THE TASK: In the entries below, filter for the word "ByteArrayInputStream" and copy every matching line.

RECORDED DATA:

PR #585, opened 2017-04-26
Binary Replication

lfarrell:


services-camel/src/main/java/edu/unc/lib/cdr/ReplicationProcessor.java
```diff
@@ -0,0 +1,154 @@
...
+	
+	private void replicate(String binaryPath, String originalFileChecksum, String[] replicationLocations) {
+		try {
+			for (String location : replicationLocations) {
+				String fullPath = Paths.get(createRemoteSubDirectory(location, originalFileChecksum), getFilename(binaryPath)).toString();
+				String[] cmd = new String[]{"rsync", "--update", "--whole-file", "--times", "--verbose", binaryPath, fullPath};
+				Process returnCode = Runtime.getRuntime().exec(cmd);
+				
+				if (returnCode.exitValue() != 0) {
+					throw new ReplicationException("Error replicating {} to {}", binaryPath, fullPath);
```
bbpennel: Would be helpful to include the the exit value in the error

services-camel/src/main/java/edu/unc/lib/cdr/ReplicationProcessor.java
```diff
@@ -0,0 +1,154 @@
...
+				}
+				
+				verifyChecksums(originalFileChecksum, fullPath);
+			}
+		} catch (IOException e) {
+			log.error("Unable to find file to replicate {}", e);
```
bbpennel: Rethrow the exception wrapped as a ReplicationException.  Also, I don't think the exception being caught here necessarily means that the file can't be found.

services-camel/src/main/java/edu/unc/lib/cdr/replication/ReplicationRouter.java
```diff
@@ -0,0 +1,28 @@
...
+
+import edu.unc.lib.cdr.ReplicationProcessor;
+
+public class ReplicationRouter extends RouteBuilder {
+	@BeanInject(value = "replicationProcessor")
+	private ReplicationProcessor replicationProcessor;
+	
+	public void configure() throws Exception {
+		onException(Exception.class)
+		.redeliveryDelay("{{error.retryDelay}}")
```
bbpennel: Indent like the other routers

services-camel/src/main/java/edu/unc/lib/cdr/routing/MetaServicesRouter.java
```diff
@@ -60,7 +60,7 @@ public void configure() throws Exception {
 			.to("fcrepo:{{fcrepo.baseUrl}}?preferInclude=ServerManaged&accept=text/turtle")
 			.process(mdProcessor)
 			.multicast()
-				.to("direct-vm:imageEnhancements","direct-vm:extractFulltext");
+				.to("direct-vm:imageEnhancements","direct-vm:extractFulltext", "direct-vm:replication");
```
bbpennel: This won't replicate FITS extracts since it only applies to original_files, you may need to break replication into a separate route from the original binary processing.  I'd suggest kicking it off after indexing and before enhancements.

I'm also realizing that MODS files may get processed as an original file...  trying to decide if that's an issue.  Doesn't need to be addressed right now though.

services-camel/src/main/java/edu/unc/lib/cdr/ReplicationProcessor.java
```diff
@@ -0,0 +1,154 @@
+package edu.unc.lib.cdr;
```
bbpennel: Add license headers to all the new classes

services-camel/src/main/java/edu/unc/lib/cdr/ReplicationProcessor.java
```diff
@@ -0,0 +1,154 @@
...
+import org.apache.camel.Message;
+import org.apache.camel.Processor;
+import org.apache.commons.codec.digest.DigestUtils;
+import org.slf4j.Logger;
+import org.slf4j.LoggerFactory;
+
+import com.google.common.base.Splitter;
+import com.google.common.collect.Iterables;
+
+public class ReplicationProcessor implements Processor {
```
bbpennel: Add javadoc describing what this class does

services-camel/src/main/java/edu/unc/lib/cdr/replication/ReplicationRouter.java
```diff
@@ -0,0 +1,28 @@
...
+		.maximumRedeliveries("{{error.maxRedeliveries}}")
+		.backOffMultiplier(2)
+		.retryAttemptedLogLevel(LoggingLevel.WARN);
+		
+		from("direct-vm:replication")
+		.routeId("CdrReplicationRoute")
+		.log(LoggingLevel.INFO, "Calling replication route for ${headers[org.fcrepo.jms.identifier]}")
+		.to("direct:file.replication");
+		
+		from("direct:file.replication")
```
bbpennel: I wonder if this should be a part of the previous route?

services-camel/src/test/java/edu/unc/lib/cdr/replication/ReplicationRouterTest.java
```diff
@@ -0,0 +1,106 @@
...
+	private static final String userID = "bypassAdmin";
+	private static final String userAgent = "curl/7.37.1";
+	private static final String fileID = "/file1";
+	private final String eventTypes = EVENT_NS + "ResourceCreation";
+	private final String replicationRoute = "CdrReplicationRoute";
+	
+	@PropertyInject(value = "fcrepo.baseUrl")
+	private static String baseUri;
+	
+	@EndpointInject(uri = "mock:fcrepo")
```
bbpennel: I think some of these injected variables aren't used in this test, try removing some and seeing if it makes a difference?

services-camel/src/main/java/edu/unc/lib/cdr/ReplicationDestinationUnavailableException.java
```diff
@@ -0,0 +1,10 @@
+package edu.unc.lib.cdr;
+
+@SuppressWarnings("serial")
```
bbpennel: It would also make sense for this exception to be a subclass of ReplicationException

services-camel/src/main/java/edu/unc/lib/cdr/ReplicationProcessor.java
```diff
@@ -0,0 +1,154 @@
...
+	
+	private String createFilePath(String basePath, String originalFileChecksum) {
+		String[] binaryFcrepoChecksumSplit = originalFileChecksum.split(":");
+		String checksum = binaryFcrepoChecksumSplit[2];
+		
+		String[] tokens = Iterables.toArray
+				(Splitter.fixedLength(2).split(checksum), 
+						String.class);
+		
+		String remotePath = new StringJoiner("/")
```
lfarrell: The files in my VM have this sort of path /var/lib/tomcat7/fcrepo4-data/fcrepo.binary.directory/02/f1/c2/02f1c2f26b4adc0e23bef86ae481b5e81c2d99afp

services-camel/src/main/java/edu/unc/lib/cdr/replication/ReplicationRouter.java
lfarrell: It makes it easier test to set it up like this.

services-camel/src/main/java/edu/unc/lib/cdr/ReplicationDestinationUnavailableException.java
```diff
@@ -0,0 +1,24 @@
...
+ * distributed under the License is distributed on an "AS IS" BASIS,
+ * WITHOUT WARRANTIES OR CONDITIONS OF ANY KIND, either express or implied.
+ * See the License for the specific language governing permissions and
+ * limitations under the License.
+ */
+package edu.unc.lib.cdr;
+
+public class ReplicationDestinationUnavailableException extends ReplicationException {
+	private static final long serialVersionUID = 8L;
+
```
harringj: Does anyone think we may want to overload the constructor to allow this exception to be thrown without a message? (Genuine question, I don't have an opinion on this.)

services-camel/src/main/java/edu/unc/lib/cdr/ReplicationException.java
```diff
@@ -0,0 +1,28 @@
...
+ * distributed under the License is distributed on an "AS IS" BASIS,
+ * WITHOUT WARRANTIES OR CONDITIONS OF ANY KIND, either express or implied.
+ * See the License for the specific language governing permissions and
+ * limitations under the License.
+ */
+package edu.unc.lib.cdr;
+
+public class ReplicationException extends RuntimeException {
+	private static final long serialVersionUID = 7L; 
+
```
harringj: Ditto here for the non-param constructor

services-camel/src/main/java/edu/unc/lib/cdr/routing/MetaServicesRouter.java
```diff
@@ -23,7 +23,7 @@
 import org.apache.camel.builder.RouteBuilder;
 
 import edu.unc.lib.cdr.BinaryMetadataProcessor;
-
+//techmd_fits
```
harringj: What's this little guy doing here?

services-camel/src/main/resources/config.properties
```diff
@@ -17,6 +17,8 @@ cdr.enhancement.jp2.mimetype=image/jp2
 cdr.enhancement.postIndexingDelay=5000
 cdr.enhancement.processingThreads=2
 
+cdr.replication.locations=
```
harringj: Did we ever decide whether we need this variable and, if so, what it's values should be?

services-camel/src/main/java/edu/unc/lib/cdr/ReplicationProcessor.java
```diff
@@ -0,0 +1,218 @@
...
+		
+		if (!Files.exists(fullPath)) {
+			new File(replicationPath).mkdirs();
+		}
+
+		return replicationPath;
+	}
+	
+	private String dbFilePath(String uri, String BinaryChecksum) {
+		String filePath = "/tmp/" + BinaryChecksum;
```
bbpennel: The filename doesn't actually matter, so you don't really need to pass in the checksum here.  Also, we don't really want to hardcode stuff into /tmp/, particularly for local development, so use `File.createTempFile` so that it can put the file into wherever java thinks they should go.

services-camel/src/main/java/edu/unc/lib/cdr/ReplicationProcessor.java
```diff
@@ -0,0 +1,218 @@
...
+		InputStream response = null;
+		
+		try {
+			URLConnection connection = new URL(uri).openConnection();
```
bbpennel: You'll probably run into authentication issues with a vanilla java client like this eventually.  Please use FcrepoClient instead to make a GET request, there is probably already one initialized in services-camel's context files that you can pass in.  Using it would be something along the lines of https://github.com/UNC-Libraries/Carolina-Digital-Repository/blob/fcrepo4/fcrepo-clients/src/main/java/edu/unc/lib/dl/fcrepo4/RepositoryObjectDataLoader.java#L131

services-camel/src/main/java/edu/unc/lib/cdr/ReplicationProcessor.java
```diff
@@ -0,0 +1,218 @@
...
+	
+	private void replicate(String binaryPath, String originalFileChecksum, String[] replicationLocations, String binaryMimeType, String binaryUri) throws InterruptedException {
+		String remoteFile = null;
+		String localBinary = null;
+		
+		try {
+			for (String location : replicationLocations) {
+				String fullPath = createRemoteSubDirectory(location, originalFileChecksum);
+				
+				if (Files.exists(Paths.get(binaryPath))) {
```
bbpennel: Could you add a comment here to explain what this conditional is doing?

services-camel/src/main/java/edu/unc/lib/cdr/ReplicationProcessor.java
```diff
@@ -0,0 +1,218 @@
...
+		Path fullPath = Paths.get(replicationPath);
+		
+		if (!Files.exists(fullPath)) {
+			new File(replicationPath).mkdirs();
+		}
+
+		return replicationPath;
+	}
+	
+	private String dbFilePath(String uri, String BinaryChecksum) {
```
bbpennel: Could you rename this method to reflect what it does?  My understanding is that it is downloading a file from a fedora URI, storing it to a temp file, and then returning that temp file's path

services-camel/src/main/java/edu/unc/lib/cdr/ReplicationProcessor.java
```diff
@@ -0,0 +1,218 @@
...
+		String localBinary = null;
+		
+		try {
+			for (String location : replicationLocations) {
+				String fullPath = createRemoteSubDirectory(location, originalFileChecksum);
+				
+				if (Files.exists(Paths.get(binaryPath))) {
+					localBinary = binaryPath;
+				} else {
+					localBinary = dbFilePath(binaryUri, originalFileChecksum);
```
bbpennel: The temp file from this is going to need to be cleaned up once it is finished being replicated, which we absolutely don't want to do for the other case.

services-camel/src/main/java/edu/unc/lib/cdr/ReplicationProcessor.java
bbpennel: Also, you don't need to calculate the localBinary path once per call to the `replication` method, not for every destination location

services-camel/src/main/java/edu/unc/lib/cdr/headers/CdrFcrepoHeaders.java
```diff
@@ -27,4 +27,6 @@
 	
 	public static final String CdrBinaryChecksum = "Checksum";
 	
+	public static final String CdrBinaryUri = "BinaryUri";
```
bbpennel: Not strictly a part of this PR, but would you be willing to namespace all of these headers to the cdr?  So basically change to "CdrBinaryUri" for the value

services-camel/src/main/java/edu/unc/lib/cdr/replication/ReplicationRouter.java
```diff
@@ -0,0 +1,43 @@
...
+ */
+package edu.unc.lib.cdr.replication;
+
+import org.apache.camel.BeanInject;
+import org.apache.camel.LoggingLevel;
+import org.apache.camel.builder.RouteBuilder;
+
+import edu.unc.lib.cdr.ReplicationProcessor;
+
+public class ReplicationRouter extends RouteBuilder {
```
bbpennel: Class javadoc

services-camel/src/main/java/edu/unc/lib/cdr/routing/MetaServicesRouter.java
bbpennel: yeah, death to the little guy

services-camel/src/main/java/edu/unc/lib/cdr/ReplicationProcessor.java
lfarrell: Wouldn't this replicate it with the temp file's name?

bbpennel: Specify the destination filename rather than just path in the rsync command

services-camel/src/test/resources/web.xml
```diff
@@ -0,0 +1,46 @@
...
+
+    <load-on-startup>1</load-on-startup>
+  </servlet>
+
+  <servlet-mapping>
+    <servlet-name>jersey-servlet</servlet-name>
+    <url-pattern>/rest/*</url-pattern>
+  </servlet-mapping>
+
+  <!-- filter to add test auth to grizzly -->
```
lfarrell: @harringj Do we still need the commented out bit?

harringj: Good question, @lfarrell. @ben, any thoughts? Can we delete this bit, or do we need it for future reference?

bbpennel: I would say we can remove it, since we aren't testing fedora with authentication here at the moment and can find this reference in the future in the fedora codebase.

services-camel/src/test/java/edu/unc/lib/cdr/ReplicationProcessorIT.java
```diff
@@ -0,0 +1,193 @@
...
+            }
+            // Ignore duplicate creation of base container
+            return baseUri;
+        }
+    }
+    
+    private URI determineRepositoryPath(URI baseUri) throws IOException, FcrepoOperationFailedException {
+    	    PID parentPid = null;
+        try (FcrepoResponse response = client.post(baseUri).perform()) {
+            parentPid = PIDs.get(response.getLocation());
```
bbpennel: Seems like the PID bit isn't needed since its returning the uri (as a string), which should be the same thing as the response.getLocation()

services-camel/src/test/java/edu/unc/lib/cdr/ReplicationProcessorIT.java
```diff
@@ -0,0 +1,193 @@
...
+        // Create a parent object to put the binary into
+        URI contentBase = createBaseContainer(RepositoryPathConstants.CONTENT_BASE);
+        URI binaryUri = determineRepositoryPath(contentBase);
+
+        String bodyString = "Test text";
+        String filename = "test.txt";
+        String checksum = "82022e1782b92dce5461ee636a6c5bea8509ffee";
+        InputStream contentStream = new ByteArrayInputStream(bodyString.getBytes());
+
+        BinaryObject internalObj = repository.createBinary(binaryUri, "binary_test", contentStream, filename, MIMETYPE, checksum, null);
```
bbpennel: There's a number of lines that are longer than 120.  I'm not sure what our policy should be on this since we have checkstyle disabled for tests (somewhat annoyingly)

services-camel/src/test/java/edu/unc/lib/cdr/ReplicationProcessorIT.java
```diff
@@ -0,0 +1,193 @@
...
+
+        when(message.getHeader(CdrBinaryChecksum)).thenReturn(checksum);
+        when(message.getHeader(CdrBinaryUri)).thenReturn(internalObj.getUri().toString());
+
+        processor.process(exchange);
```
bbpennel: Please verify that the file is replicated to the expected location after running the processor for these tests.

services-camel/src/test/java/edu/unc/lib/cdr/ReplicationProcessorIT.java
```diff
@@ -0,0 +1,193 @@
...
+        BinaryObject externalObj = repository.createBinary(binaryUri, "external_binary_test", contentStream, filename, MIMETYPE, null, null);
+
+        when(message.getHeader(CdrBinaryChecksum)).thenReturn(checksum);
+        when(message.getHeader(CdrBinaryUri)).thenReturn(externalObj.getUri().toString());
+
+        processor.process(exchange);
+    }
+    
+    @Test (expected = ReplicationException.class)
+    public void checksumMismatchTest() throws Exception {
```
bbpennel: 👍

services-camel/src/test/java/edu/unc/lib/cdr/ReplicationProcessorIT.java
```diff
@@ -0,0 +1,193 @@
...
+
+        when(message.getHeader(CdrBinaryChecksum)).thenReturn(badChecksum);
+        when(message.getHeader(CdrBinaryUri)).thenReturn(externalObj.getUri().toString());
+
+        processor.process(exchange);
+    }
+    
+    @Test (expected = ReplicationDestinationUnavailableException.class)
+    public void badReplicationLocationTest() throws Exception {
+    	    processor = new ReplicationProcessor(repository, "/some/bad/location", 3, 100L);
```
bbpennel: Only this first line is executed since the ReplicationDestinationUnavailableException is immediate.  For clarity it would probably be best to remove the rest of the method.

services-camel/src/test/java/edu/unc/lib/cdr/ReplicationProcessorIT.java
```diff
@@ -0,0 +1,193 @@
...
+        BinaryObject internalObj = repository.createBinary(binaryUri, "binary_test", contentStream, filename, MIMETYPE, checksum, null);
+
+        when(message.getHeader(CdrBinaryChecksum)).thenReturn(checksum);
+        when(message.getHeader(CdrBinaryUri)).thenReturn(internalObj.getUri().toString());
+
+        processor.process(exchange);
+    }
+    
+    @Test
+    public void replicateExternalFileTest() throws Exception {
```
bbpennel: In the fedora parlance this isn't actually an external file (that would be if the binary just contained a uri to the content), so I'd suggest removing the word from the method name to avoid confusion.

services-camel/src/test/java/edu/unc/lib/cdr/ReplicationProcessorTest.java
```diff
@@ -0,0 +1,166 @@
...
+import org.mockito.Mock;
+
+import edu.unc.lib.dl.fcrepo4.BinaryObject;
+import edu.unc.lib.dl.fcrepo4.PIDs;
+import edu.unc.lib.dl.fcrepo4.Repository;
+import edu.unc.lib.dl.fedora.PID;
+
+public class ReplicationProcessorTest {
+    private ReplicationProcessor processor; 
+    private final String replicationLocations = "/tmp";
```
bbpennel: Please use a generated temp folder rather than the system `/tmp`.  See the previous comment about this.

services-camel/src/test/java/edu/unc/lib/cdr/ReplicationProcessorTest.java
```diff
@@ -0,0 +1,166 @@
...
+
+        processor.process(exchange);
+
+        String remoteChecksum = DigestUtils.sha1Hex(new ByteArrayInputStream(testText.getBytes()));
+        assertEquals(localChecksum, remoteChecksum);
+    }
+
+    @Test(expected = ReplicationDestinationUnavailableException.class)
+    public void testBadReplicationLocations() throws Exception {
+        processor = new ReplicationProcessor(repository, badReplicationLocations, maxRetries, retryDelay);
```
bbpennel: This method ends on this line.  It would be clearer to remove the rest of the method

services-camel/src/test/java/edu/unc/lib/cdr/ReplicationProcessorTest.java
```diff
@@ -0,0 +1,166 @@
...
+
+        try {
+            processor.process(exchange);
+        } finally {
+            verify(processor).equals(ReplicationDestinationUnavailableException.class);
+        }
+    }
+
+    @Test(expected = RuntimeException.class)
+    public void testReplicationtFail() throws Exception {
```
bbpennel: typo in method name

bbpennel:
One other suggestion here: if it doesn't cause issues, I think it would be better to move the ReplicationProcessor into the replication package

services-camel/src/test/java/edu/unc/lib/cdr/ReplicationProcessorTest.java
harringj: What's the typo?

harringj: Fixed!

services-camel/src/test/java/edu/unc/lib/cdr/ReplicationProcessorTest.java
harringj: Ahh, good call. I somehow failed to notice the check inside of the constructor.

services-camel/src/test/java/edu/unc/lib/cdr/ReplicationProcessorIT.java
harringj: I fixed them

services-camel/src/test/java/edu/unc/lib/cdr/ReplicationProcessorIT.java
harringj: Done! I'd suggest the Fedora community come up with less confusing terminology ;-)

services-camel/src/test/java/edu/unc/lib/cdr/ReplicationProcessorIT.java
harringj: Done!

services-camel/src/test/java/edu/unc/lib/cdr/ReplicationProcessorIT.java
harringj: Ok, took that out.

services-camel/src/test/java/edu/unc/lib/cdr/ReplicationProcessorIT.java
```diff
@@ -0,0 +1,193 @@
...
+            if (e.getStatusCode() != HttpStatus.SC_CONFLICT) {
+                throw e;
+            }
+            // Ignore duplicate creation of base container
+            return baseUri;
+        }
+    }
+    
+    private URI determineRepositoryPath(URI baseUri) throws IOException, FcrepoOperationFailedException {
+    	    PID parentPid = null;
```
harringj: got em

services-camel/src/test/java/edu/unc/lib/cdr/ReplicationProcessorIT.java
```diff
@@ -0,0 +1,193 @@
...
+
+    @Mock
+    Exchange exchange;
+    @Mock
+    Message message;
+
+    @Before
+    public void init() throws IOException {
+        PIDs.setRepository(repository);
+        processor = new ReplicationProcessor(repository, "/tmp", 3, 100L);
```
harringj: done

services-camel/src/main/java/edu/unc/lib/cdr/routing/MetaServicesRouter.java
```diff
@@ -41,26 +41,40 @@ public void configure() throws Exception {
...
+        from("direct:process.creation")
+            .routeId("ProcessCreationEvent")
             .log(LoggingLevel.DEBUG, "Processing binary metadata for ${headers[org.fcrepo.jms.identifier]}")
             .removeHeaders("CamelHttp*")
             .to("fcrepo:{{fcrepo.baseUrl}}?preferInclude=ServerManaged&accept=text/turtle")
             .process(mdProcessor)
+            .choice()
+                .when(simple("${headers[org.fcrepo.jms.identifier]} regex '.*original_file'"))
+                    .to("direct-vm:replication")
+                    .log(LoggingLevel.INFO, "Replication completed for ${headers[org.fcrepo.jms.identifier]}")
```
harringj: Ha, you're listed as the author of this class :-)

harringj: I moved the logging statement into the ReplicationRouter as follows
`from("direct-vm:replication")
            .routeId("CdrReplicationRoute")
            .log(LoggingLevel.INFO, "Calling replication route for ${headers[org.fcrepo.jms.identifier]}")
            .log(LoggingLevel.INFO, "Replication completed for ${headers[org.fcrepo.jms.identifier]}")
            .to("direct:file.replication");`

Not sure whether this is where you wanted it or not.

OUTPUT BELOW:
+        InputStream contentStream = new ByteArrayInputStream(bodyString.getBytes());
+        String remoteChecksum = DigestUtils.sha1Hex(new ByteArrayInputStream(testText.getBytes()));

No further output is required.